About this task | Go through the data and count each line that has the string "splitExt". Give that count alone.

········

Issue #12346, opened 2026-09-14
DOT_IMAGE_FORMAT=svg:cairo fails since 1.17.0


boyoncho:
**Describe the bug**

`DOT_IMAGE_FORMAT = svg:cairo` works with Doxygen 1.16.1, but fails with 1.17.0 and 1.18.0.

Example error:

```text
error: Failed to rename /workspace/build-1.17.0/html/classBase__inherit__graph.dot.svg:cairo to /workspace/build-1.17.0/html/classBase__inherit__graph.svg:cairo!
```

All versions were tested in the same Ubuntu 26.04 Docker environment with:

```text
dot - graphviz version 14.1.2 (0)
```

With Doxygen 1.16.1, the expected file is generated:

```text
classBase__inherit__graph.svg
```

With Doxygen 1.17.0 and 1.18.0, Graphviz actually generates:

```text
classBase__inherit__graph.dot.cairo.svg
```

while Doxygen tries to rename:

```text
classBase__inherit__graph.dot.svg:cairo
```

This appears to be a regression related to the batched `dot` processing introduced in 1.17.0. The full `svg:cairo` Graphviz format specification is being treated as a filename suffix.

**To Reproduce**

A complete Docker-based reproduction is attached.

[reproduce.tar.gz](https://github.com/user-attachments/files/32179205/reproduce.tar.gz)

Run:

```bash
./reproduce.sh
```

It builds Doxygen 1.16.1, 1.17.0, and 1.18.0 from the official source tarballs and compares their output.

Relevant Doxyfile setting:

```text
DOT_IMAGE_FORMAT = svg:cairo
```

**Expected behavior**

`svg:cairo` should produce normal `.svg` files as it does with Doxygen 1.16.1.

**Version**

* Works: 1.16.1
* Fails: 1.17.0, 1.18.0
* Graphviz: 14.1.2
* Ubuntu: 26.04

albert-github:
I've just pushed a proposed patch, pull request #12347

albert-github:
- Code has been integrated in master on GitHub (please don't close the issue as this will be done at the moment of an official release).

PR #12347, opened 2026-09-14
issue #12346 `DOT_IMAGE_FORMAT=svg:cairo` fails since 1.17.0

albert-github:
As noted in the issue parts of the dot logic are rewritten and due to this the `DOT_IMAGE_FORMAT` with renderer aren't working properly anymore as a file with extension `renderer.format` is created automatically while in the past a file with an explicit extension `format` was created.


src/util.cpp
```diff
@@ -4963,9 +4963,23 @@ bool mainPageHasTitle()
...
+{
+  size_t i= format.find(':'); // strip renderer part when using e.g. 'png:cairo:gd' as format
+  return i==DString::npos ? format : format.left(i);
+}
+
+DString getDotImageExtensionGenerated(const DString &format)
+{
+  StringVector splitExt = split(format.str(),":");
+  DString extGen;
+  for (unsigned i = splitExt.size(); i-- > 0; )
```
doxygen: please use `size_t` instead of `unsigned` and move the `i--;` to the start of the body.

albert-github: I did a cut and past from stack overflow and  hence it slipped in...

PR #46, opened 2014-11-23
Simple String#singularize util method implementation

strangeworks:


jodosha:
@strangeworks Thanks but this isn't needed for now. I'll eventually open in that case.

PR #51, opened 2015-01-15
HTML escape

jodosha:
### Feature

Escape utilities for HTML contents and attributes

HTML escape utilities
Based on OWASP research and OWASP ESAPI code

See:
https://www.owasp.org
https://www.owasp.org/index.php/Cross-site_Scripting_%28XSS%29
https://www.owasp.org/index.php/XSS_(Cross_Site_Scripting)_Prevention_Cheat_Sheet
https://www.owasp.org/index.php/ESAPI
https://github.com/ESAPI/esapi-java-legacy

Ref: https://github.com/lotus/helpers/pull/7

#### Lookup chars

It internally uses Hash instances to lookup chars.

They are implemented with this syntax `{ 0x9f => true }`, which makes them equivalent to `Set.new([0x9f])`, but the lookup is faster: https://gist.github.com/jodosha/ac5dd54416de744b9600

#### Output class

The output is a `Lotus::Utils::Escape::SafeString` instance. This is a private class that is required for two reasons:

  * Don't double escape the same string (this is for `Lotus::Helpers` compatibility)
  * Leave open the possibility to developers to mark a string as safe with an higher API (eg. `#raw` in `Lotus::View` or `Lotus::Helpers`)


stevehodgkiss:
Looks great, and easy enough to follow...

lib/lotus/utils/escape.rb
```diff
@@ -0,0 +1,487 @@
...
+    # @see https://www.owasp.org/index.php/XSS_(Cross_Site_Scripting)_Prevention_Cheat_Sheet
+    # @see https://www.owasp.org/index.php/ESAPI
+    # @see https://github.com/ESAPI/esapi-java-legacy
+    module Escape
+      # Hex base for base 10 integer conversion
+      #
+      # @since x.x.x
+      # @api private
+      #
+      # @see http://www.ruby-doc.org/Fixnum.html#method-i-to_s
```
AlfonsoUceda: Page not found, the message in the web:

`We're sorry, but that page cannot be found.`

lib/lotus/utils/escape.rb
```diff
@@ -0,0 +1,487 @@
...
+      #   <a title="<%= Lotus::Utils::Escape.html('...') %>">link</a>
+      def self.html(input)
+        result = ""
+
+        input.to_s.encode(Encoding::UTF_8).chars do |chr|
+          result << HTML_CHARS.fetch(chr, chr)
+        end
+
+        result
+      end
```
AlfonsoUceda: @jodosha don't you prefer this?

```ruby
def self.html(input)
  input.to_s.encode(Encoding::UTF_8).chars.each_with_object do |chr, result|
    result << HTML_CHARS.fetch(chr, chr)
  end
end
```

AlfonsoUceda:
:+1: @jodosha I learn a lot reading your code ;) and tomorrow I'll see the references posted above.

lib/lotus/utils/escape.rb
jodosha: @AlfonsoUceda Because `#each_with_object` is slower: https://gist.github.com/jodosha/33c6f9201eaa4e4a5f63

lib/lotus/utils/escape.rb
jodosha: @AlfonsoUceda Fixed, thanks :+1:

········

Reply to the exercise | 2